• _Task description_: Lines from the entries below that hold "Default" form the answer; copy all of them.

Source data START

PR #27, opened 2021-11-10
ci(sanity): add .golangci.yml with increased timeout for linter

tylerslaton:
Adding a golangci.yml and increasing the linter's timeout.

### DIFF
--- a/.golangci.yaml
+++ b/.golangci.yaml
@@ -1,0 +1,3 @@
+run:
+  # Default timeout is 1m, up to give more room
+  timeout: 4m
--- a/.golangci.yaml
+++ b/.golangci.yaml
@@ -1,3 +1,25 @@
 run:
   # Default timeout is 1m, up to give more room
   timeout: 4m
+
+linters:
+  enable:
+  - asciicheck
+  - deadcode
+  - depguard
+  - errorlint
+  - gofmt
+  - goimports
+  - importas
+  - prealloc
+  - nestif
+  - revive
+  - misspell
+  - stylecheck
+  - tparallel
+  - unconvert
+  - unparam
+  - whitespace
+
+output:
+  format: tab
--- a/pkg/generator/generator_test.go
+++ b/pkg/generator/generator_test.go
@@ -6,7 +6,7 @@ import (
 	"testing"
 
 	"github.com/operator-framework/combo/pkg/combination"
-	"github.com/operator-framework/combo/test/assets/generatorTestData"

Source data END

• _Solution_:
+  # Default timeout is 1m, up to give more room
   # Default timeout is 1m, up to give more room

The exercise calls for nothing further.